Issue #147, opened 2018-04-30
Make Solver.retrieve_problem() a private function


JoelPasvolsky:
Radomir Stevanovic [12:13 PM]
As far as understand it so far - user should never call that function directly.
currently it's used only for testing
I can make it a private function

PR #149, opened 2018-04-30
Update solver class & methods

JoelPasvolsky:
@randomir without retrieve_problem() -- thanks for closing issue #147 so quickly!

### DIFF
--- a/dwave/cloud/solver.py
+++ b/dwave/cloud/solver.py
@@ -156,9 +156,9 @@ class Solver(object):
             ...     solver = client.get_solver()
             ...     u, v = next(iter(solver.edges))
             ...     computation = solver.sample_ising({u: -1, v: 1},{}, num_reads=5)   # doctest: +SKIP
+            ...     for i in range(5):
+            ...         print(computation.samples[i][u], computation.samples[i][v])
             ...
-            >>> for i in range(5):    # doctest: +SKIP
-            ...     print(computation.samples[i][u], computation.samples[i][v])
             ...
             (1, -1)
             (1, -1)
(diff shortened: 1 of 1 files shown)


dwave/cloud/solver.py
```diff
@@ -127,22 +144,66 @@ def sample_ising(self, linear, quadratic, **params):
...
+            simple :term:`Ising` problem (opposite linear biases on two coupled qubits), and samples
+            5 times.
+
+            >>> from dwave.cloud import Client
+            >>> with Client.from_config() as client:
+            ...     solver = client.get_solver()
+            ...     u, v = next(iter(solver.edges))
+            ...     computation = solver.sample_ising({u: -1, v: 1},{}, num_reads=5)   # doctest: +SKIP
+            ...
+            >>> for i in range(5):    # doctest: +SKIP
```
randomir: It's important to do all communication with SAPI under a live `Client` context.
On context closing (exit), workers responsible for checking problem status on SAPI and downloading of results are terminated -- and pending futures are *never* resolved.

The `for` loop in this example must be under `with` block. It wouldn't have to be only if future was resolved within the context, with e.g. `samples = computation.samples`, or `result = computation.result()`.

dwave/cloud/solver.py
```diff
@@ -127,22 +144,66 @@ def sample_ising(self, linear, quadratic, **params):
...
+            samples 5 times.
+
+            >>> from dwave.cloud import Client
+            >>> with Client.from_config() as client:  # doctest: +SKIP
+            ...     solver = client.get_solver()
+            ...     u, v = next(iter(solver.edges))
+            ...     Q = {(u, u): -1, (u, v): 0, (v, u): 2, (v, v): -1}
+            ...     computation = solver.sample_qubo(Q, num_reads=5)
+            ...
+            >>> for i in range(5):     # doctest: +SKIP
```
randomir: Same as above.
■ ■ ■ ■ ■ ■ ■
Exercise instructions:
No line may be left out; the records are to be transcribed in full.

Exercise result:
Issue #147, opened 2018-04-30
Make Solver.retrieve_problem() a private function


JoelPasvolsky:
Radomir Stevanovic [12:13 PM]
As far as understand it so far - user should never call that function directly.
currently it's used only for testing
I can make it a private function

PR #149, opened 2018-04-30
Update solver class & methods

JoelPasvolsky:
@randomir without retrieve_problem() -- thanks for closing issue #147 so quickly!

### DIFF
--- a/dwave/cloud/solver.py
+++ b/dwave/cloud/solver.py
@@ -156,9 +156,9 @@ class Solver(object):
             ...     solver = client.get_solver()
             ...     u, v = next(iter(solver.edges))
             ...     computation = solver.sample_ising({u: -1, v: 1},{}, num_reads=5)   # doctest: +SKIP
+            ...     for i in range(5):
+            ...         print(computation.samples[i][u], computation.samples[i][v])
             ...
-            >>> for i in range(5):    # doctest: +SKIP
-            ...     print(computation.samples[i][u], computation.samples[i][v])
             ...
             (1, -1)
             (1, -1)
(diff shortened: 1 of 1 files shown)


dwave/cloud/solver.py
```diff
@@ -127,22 +144,66 @@ def sample_ising(self, linear, quadratic, **params):
...
+            simple :term:`Ising` problem (opposite linear biases on two coupled qubits), and samples
+            5 times.
+
+            >>> from dwave.cloud import Client
+            >>> with Client.from_config() as client:
+            ...     solver = client.get_solver()
+            ...     u, v = next(iter(solver.edges))
+            ...     computation = solver.sample_ising({u: -1, v: 1},{}, num_reads=5)   # doctest: +SKIP
+            ...
+            >>> for i in range(5):    # doctest: +SKIP
```
randomir: It's important to do all communication with SAPI under a live `Client` context.
On context closing (exit), workers responsible for checking problem status on SAPI and downloading of results are terminated -- and pending futures are *never* resolved.

The `for` loop in this example must be under `with` block. It wouldn't have to be only if future was resolved within the context, with e.g. `samples = computation.samples`, or `result = computation.result()`.

dwave/cloud/solver.py
```diff
@@ -127,22 +144,66 @@ def sample_ising(self, linear, quadratic, **params):
...
+            samples 5 times.
+
+            >>> from dwave.cloud import Client
+            >>> with Client.from_config() as client:  # doctest: +SKIP
+            ...     solver = client.get_solver()
+            ...     u, v = next(iter(solver.edges))
+            ...     Q = {(u, u): -1, (u, v): 0, (v, u): 2, (v, v): -1}
+            ...     computation = solver.sample_qubo(Q, num_reads=5)
+            ...
+            >>> for i in range(5):     # doctest: +SKIP
```
randomir: Same as above.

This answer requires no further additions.